Così, due mesi fa, la Sisem, la società italiana per la storia dell’età moderna, di cui sono presidente dallo scorso febbraio, insieme ai colleghi antichisti, medievisti, contemporaneisti e alle tante società sorelle facenti parte della galassia universitaria, si è trovata a contestare ufficialmente il ministro Valditara e la commissione da lui istituita, utilizzando paradossalmente le stesse argomentazioni usate da GdL cinque anni fa contro il predominio assoluto della pedagogia, disciplina della quale ancor più paradossalmente ora in “Insegnare l’Italia” egli denuncia insieme a Perla la “crisi fortissima” e addirittura “l’irrilevanza”.

Ad ogni modo, ciò che interessa qui è il contenuto del libro manifesto dell’annunciata riforma Valditara.

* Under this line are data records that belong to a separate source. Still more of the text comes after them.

PR #3288, opened 2022-08-22
build: add script to import split repo code

chingor13:
Example usage:

`Usage: $0 <source-repo> <target-repo> <source-path> <target-path> [comma,separated,folders,to,ignore] [files,to,keep] [branch-name]`

```bash
./bin/migrate-history.sh \
  googleapis/nodejs-asset \
  googleapis/google-cloud-node \
  "" \
  packages/google-cloud-asset \
  .kokoro,.github \
  .github/.OwlBot.yaml
```

creates: https://github.com/googleapis/google-cloud-node/pull/3287

Also, if you set the `UPDATE_SCRIPT` env var, we will run that script before opening the pull request in case you need to do any post-processing.


sofisl:
@chingor13, I think it would be great if we could import these repos with:

1. A change to the .Owlbot.yaml file to the monorepo style,
2. A change to the package.json to get the samples and system tests to pass correctly.

chingor13:
@sofisl I added the ability to specify an extra update script via an env variable. This keeps the script generic - it can be used to migrate git history from any repo to another (remapping directories as well).

sofisl (approved):

PR #3298, opened 2022-08-26
build: add post-process script for migrating split repo

chingor13:
Adds a post-process script for cleaning up the owlbot and release-please config files.

Also adds a wrapper script for the generic `migrate-git-history` script that is used specifically for migrating the nodejs split repos into google-cloud-node.

Example commit: https://github.com/googleapis/google-cloud-node/pull/3287/commits/840c9497ec2cfad23055cbe4b1e6ed4649bf9fa1


bin/split-repo-post-process.sh
```diff
@@ -0,0 +1,46 @@
...
+
+echo "Moving ${PACKAGE_PATH}/.github/.OwlBot.yaml"
+mv "${PACKAGE_PATH}/.github/.OwlBot.yaml" "${PACKAGE_PATH}/.OwlBot.yaml"
+
+echo "Fixing format of ${PACKAGE_PATH}/.OwlBot.yaml"
+# remove `docker:` line
+sed -i "/docker:/d" "${PACKAGE_PATH}/.OwlBot.yaml"
+# remove `image:` line
+sed -i "/image:/d" "${PACKAGE_PATH}/.OwlBot.yaml"
+sed -i "s/dest: \/owl-bot-staging/dest: \/owl-bot-staging\/${PACKAGE_NAME}/" "${PACKAGE_PATH}/.OwlBot.yaml"
```
sofisl, line 42: From looking at the example commit, this should only have one regex grouping: 

`/owl-bot-staging/google-cloud-asset/$1` instead of `/owl-bot-staging/google-cloud-asset/$1/$2`

Also, the source should also be changed to have one regex grouping, from this:

`/google/cloud/asset/(.*)/.*-nodejs/(.*)` to this `/google/cloud/asset/(.*)/.*-nodejs`

sofisl (changes requested):

sofisl:
Also @chingor13 , would you mind creating a tracking bug for all the things we'll need to change to make the samples & systems tests pass for migrated libraries, if we're not doing it in this script?

bin/split-repo-post-process.sh
chingor13: This should be fine -- it's copying each subfolder

sofisl: I'm a bit concerned because the post processor does some extra processing to bundle the versions correctly, and I'm sure the other way works (since it's how we have it currently, which would provide consistency).

chingor13: I updated it to try to match the .OwlBot.yaml style we currently have in this repo.

chingor13:
> if we're not doing it in this script?

The script is now updating the samples/system test scripts and those tests should now pass.

sofisl (approved):

PR #3334, opened 2022-09-09
build: enable sentence-case plugin for release notes

chingor13:
This is used for standardizing release notes.

### DIFF
--- a/release-please-config.json
+++ b/release-please-config.json
@@ -19,6 +19,6 @@
     {
       "type": "sentence-case"
     }
-  ]
+  ],
   "release-type": "node"
 }


sofisl (approved):

release-please-config.json
```diff
@@ -15,5 +15,10 @@
     "packages/typeless-sample-bot": {},
     "packages/google-cloud-bigquery-analyticshub": {}
   },
+  "plugins": [
+    {
+      "type": "sentence-case"
+    }
+  ]
```
bcoe, line 22:
```suggestion
  ],
```

bcoe:
@chingor13 one thing I noticed in recent week's release notes is that the plugin isn't working for go, with this configuration:

https://github.com/googleapis/google-cloud-go/blob/main/spanner/release-please-config.json#L11

☝️ should the plugins work as a `string`, or should they be an object with the key `type`?

chingor13:
> should the plugins work as a `string`, or should they be an object with the key `type`?

Either way should work. Originally, plugins were not configurable, so they could be loaded with just their name. Then we needed the ability to configure plugins, so we have an option where you provide a JSON object where the `type` field is the name of the plugin.

PR #3367, opened 2022-09-17
fix: preserve default values in x-goog-request-params header for artifact registry

sofisl:
Had to run owlbot separately for artifact registry, since it was being migrated during this update.

@alexander-fenster, do these changes look right?


sofisl:
Fixes https://github.com/googleapis/google-cloud-node/pull/3366

PR #3377, opened 2022-09-28
build: add update split repo script to update the README and delete the rest of the repo

sofisl:
According to agreement with DEE org, since the split repo will stay un-archived during the migration, we'll need to delete everything but the samples, while updating the README.md. We'll also need to add or replace the owlbot.py entirely to ignore the README.


bin/update-split-repo.sh
```diff
@@ -0,0 +1,85 @@
...
+  exit 1
+fi
+
+# repo name (e.g. nodejs-asset)
+SPLIT_REPO=$1
+# destination directory (e.g. google-cloud-asset)
+ARTIFACT_NAME=$2
+
+rm -rf /tmp/${SPLIT_REPO}
+git clone git@github.com:googleapis/${SPLIT_REPO}.git /tmp/${SPLIT_REPO}
```
chingor13, line 30: Whenever doing string interpolation in bash, be sure to quote the values so you cannot inject commands.
```suggestion
git clone "git@github.com:googleapis/${SPLIT_REPO}.git" "/tmp/${SPLIT_REPO}"
```

bin/update-split-repo.sh
```diff
@@ -0,0 +1,85 @@
...
+git checkout -b 'removeOwlBotAndUpdateREADME'
+
+shopt -s extglob
+
+# Delete everything first that's not the samples, README.md, and git folder
+rm -rf !("samples"|"README.md"|".git") 
+rm -rf /tmp/${SPLIT_REPO}/.[!.git]*
+rm -rf /tmp/${SPLIT_REPO}/.github
+
+IGNORE_README_TXT="# Copyright 2021 Google LLC
```
chingor13, line 43: 2022?

bin/migrate-split-repo.sh
```diff
@@ -41,3 +41,6 @@ ${SCRIPT_DIR}/migrate-git-history.sh \
   "${PACKAGE_PATH}" \
```
chingor13, line 41: It looks like this file's mode is changing to not be executable?

chingor13 (changes requested):

bin/migrate-split-repo.sh
sofisl: Fixed it, thanks!

sofisl:
@chingor13 thanks for the review, PTAL

bin/update-split-repo.sh
```diff
@@ -0,0 +1,85 @@
...
+  echo "Usage: $0 <split-repo-name> <target-path>"
+  exit 1
+fi
+
+# repo name (e.g. nodejs-asset)
+SPLIT_REPO=$1
+# destination directory (e.g. google-cloud-asset)
+ARTIFACT_NAME=$2
+
+rm -rf /tmp/${SPLIT_REPO}
```
chingor13, line 29: All of these string interpolations need quotes. I didn't mark all of them because there were so many.

chingor13 (changes requested):

chingor13 (approved):

PR #3398, opened 2022-10-11
build: update what gets deleted in Kokoro file during migration, to make sure samples tests continue to pass

sofisl:


bin/delete-everything-split-repo.sh
```diff
@@ -36,9 +36,18 @@ git checkout -b 'deleteMostOfLibrary'
 shopt -s extglob
 
 # Delete everything first that's not the samples, README.md, .kokoro folder, and git folder
-rm -rf !("samples"|"README.md"|".git"|".kokoro") 
-rm -rf "/tmp/${SPLIT_REPO}/.[!.git|!.kokoro]*"
+rm -rf !("samples"|"README.md"|".git")
```
alexander-fenster, line 39: Does this syntax actually work? The way I would do it is

```sh
ls | grep -v 'samples\|README.md\|.git' | xargs rm -f
```

bin/delete-everything-split-repo.sh
```diff
@@ -57,13 +66,79 @@ IGNORE_README_TXT="# Copyright 2022 Google LLC
...
 node.owlbot_main(templates_excludes=[
-README.md'
+'README.md'
 ])"
 
 OWLBOT_PY="/tmp/${SPLIT_REPO}/owlbot.py"
 
 echo "$IGNORE_README_TXT" >> "$OWLBOT_PY"
 
+SAMPLES_CFG_TXT="#!/bin/bash
```
alexander-fenster, line 76: Nit: here-document syntax is useful for this kind of things, you won't need to quote all quotes and dollar signs if you just do

```
SAMPLES_CFG_TXT=<<'EOD'
# Copyright 2018 Google LLC
..... (unquoted content here)
EOD
```

bin/delete-everything-split-repo.sh
sofisl: Wouldn't this say delete samples, README, and .git? The syntax I opted for should delete everything but those. I think it does work! See: https://github.com/googleapis/nodejs-language/pull/701

sofisl: I'm still interested in bash magic though, if you have another way please share :)

alexander-fenster: I mean, I have never seen this syntax, and it did not work for me when I tried, that's why I asked :)

PR #3461, opened 2022-10-27
fix: typeless bot updates for a fully functioning packaged version

feywind:
This updates the typeless sample bot to fix some issues discovered when trying to integrate with OwlBot.


bcoe (approved):

packages/typeless-sample-bot/src/bin/typeless-sample-bot.ts
```diff
@@ -0,0 +1,25 @@
+#!/usr/bin/env node
```
bcoe, line 1: Adding a shebang and `bin` the main differences?

feywind: Yeah, and there are some weirdnesses around module naming/paths and ESM, so I went ahead and separated it out with the right name.

PR #3463, opened 2022-10-28
fix: update typeless bot build to compile before pack

feywind:
It looks like I was missing a "prepare" line in package.json, so the package was missing the actual code.


feywind:
I tested against Node 14 and 15, and it looks fine, so I moved the engines requirement down to 14 as well.

bcoe (approved):

PR #3465, opened 2022-10-31
fix: typeless bot packaging wasn't including source/build files

feywind:
This fixes the build.


feywind:
Apparently this ended up being merged last week >_>

PR #3474, opened 2022-11-02
build: fix readme generation, do not fail if product documentation does not exist

### LINKED ISSUE #3387: libraries.json missing repo metadata update
The `libraries.json` file is missing metadata for `@google-cloud/iam`, so it may not be updating to reflect all client library additions/updates.

sofisl:
Fixes #3387

### DIFF
--- a/bin/generate-readme.mjs
+++ b/bin/generate-readme.mjs
@@ -152,7 +152,7 @@ async function processMetadata (repoMetadata) {
         supportDocsUrl = 'https://cloud.google.com/stackdriver/docs/getting-support';
       }
 
-      if (!supportDocsUrl.match(/https/)) {
+      if (!supportDocsUrl.match(/^https/)) {
         supportDocsUrl = `https://${supportDocsUrl}`
       }
       


bin/generate-readme.mjs
```diff
@@ -152,13 +152,23 @@ async function processMetadata (repoMetadata) {
...
-        validateStatus: () => true
-      });
-      const remoteUrlExists = res.status !== 404;
+      try {
+        res = await request({
+          url: supportDocsUrl,
+          method: 'HEAD',
+          validateStatus: () => true
+        });
+      } catch (err) {
```
bcoe, line 168: I would look at the error `code` and only set `remoteUrlExists = false` if the error returned is a 404 (indicating that it doesn't exist).

This way we don't mess up the README.md if there happen to be spurious 500s.

bcoe (changes requested):

bin/generate-readme.mjs
```diff
@@ -152,13 +152,25 @@ async function processMetadata (repoMetadata) {
         supportDocsUrl = 'https://cloud.google.com/stackdriver/docs/getting-support';
       }
 
+      if (!supportDocsUrl.match(/https/)) {
```
alexander-fenster, line 155: Let's do `/^https:/` to avoid possible matches in the middle of the string.

alexander-fenster (approved):

PR #8635, opened 2026-06-12
chore: migrate google-cloud-speech to librarian

jskeet:
This PR migrates the `google-cloud-speech` package to use Librarian for code generation.

### Highlights
- Enabled Librarian generation for `google-cloud-speech` by removing `skip_generate: true` in `librarian.yaml`.
- Removed OwlBot configuration (`.OwlBot.yaml`).
- Updated `.repo-metadata.json` (updated description, documentation links).
- Removed obsolete test/source files:
  - `packages/google-cloud-speech/src/helpers.ts`: The custom `streamingRecognize` helper.
  - `packages/google-cloud-speech/test/helpers.test.ts`: Tests for the custom helper.
  - `packages/google-cloud-speech/system-test/*`: Legacy system tests.
  <details>
  <summary>Why are these helper and test files obsolete?</summary>
  The custom <code>streamingRecognize</code> helper in <code>helpers.ts</code> was originally added to provide a better user experience for streaming (e.g., accepting raw audio and wrapping it). However, we are moving towards fully auto-generated clients to ensure consistency and reduce maintenance overhead. The associated tests (<code>helpers.test.ts</code> and legacy system tests) are removed as they target the deleted helper.
  
  Prior to this migration, OwlBot copied files from the Bazel-generated assembly package [speech-v1-nodejs](https://github.com/googleapis/googleapis/blob/05c4b6d37258ab81054529451cdf804f2918441f/google/cloud/speech/v1/BUILD.bazel#L273-L280) which included all dependencies. Librarian is more precise and only copies/keeps the protos defined for the API or transitively imported by them (resolved via `*_proto_list.json` generated during GAPIC generation), and filters out common protos that are already provided by `google-gax`. This is handled by [copyMissingProtos](https://github.com/googleapis/librarian/blob/v0.20.0/internal/librarian/nodejs/generate.go#L501-L552) in Librarian.
  </details>

<details>
<summary>Detail of breaking changes and migration path</summary>

#### What changed?
Previously, the custom helper was mixed into `SpeechClient.prototype.streamingRecognize` at runtime. It wrapped the raw gRPC stream to provide a more convenient API:
1. It accepted `streamingConfig` as the first argument to `streamingRecognize(config)`.
2. The returned stream accepted raw audio buffers (via `write()` or `pipe()`) and automatically wrapped them into `StreamingRecognizeRequest` objects (`{audioContent: buffer}`).

With the removal of the helper, users now interact directly with the raw generated gRPC stream.

#### Migration Path
**Before (with helper):**
```javascript
const stream = client.streamingRecognize(config).on('data', (response) => {
  // Handle response
});
// You could pipe a raw audio stream directly:
fs.createReadStream('audio.raw').pipe(stream);
// Or write buffers directly:
stream.write(audioBuffer);
```

**After (without helper):**
You must now write `StreamingRecognizeRequest` objects. The first write must contain the configuration, and subsequent writes must contain the audio content. You can no longer pipe raw audio streams directly without a transform.
```javascript
const stream = client.streamingRecognize().on('data', (response) => {
  // Handle response
});

// 1. Write the config first
stream.write({streamingConfig: config});

// 2. Write audio content wrapped in an object
stream.write({audioContent: audioBuffer});

// If you want to pipe a file, you must transform it first:
const {Transform} = require('stream');
const chunker = new Transform({
  objectMode: true,
  transform(chunk, encoding, callback) {
    callback(null, {audioContent: chunk});
  }
});
// Write config first, then pipe the chunked audio
stream.write({streamingConfig: config});
fs.createReadStream('audio.raw').pipe(chunker).pipe(stream);
```
</details>

### Fixes needed (for reviewers/author)
- **Delete `packages/google-cloud-speech/librarian.js`**: This file is still present and is trying to post-process the generated files by importing `./helpers` (which was deleted). This is causing compilation/test failures.
- **Regenerate code**: After deleting `librarian.js`, the code should be regenerated to remove the appended helper imports from:
  - `packages/google-cloud-speech/src/v1/speech_client.ts`
  - `packages/google-cloud-speech/src/v1p1beta1/speech_client.ts`
  - `packages/google-cloud-speech/src/v2/speech_client.ts`


shivanee-p (approved):

shivanee-p:
@pearigee and I were debugging the test failures, and we found that this code is being post-processed in by [librarian.js](https://github.com/googleapis/google-cloud-node/blob/566bab5c2f42e1ca01425fec4f9fe7ea6efa6ec3/packages/google-cloud-speech/librarian.js).

Additionally, the [imports in the index file](https://github.com/googleapis/google-cloud-node/blob/566bab5c2f42e1ca01425fec4f9fe7ea6efa6ec3/packages/google-cloud-speech/src/index.ts#L15
) need to be updated to account for the deleted files.

suztomo:
I enriched the pull request description. Let me see a way to avoid user-facing changes.

suztomo (changes requested):
Adding "Request changes" while I investigate this.

suztomo:
With updated keep list: https://github.com/googleapis/google-cloud-node/pull/8648

PR #8639, opened 2026-06-15
chore: migrate google-cloud-translate to librarian

jskeet:


jskeet:
Note that this has a keep list with three entries:

- src/v2/index.ts is preserved as the v2 client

Gli autori puntano il dito su due fenomeni che stanno mettendo in ginocchio il mondo della scuola, la soffocante burocratizzazione del lavoro dei docenti e la drammatica crisi di autorevolezza degli stessi. Quando vent’anni fa si è cominciato a ragionare sull’opportunità di trovare metri di valutazione e autovalutazione del lavoro scolastico nessuno aveva previsto che tale processo potesse trasformarsi – il discorso vale in egual misura per l’università – in un cappio al collo dei professori, in una giungla di riunioni, report e scadenze burocratiche, un ostacolo a volte insormontabile per le necessarie attività di insegnamento, aggiornamento e ricerca per le quali essi sono pagati

GdL e Perla sottolineano anche l’urgenza di “restituire autorevolezza ai docenti all’interno delle loro classi”. Giustissimo. Uno dei problemi maggiori della scuola di oggi è lo scarso rispetto di cui soffrono gli insegnanti, le licenze (e le insolenze) che studenti rabbiosi e frustrati si permettono nei confronti dei loro professori. Il problema è di enorme portata e non è limitato al solo mondo della scuola. Massimo Recalcati ha parlato tempo fa di uno slittamento da una Scuola-Edipo a una Scuola-Narciso e quindi da una scuola fondata sul rapporto verticale e gerarchico tra generazioni differenti e sul conflitto tra Legge e desiderio – ovvero l’ideale conservatore dell’obbedienza e quello rivoluzionario del cambiamento – a una scuola fondata su una liquida orizzontalità che rompe il patto generazionale tra insegnanti e genitori in nome di una perversa collusione tra narcisismo dei figli e dei genitori: una collusione, quest’ultima, che lascia gli insegnanti nella più totale solitudine.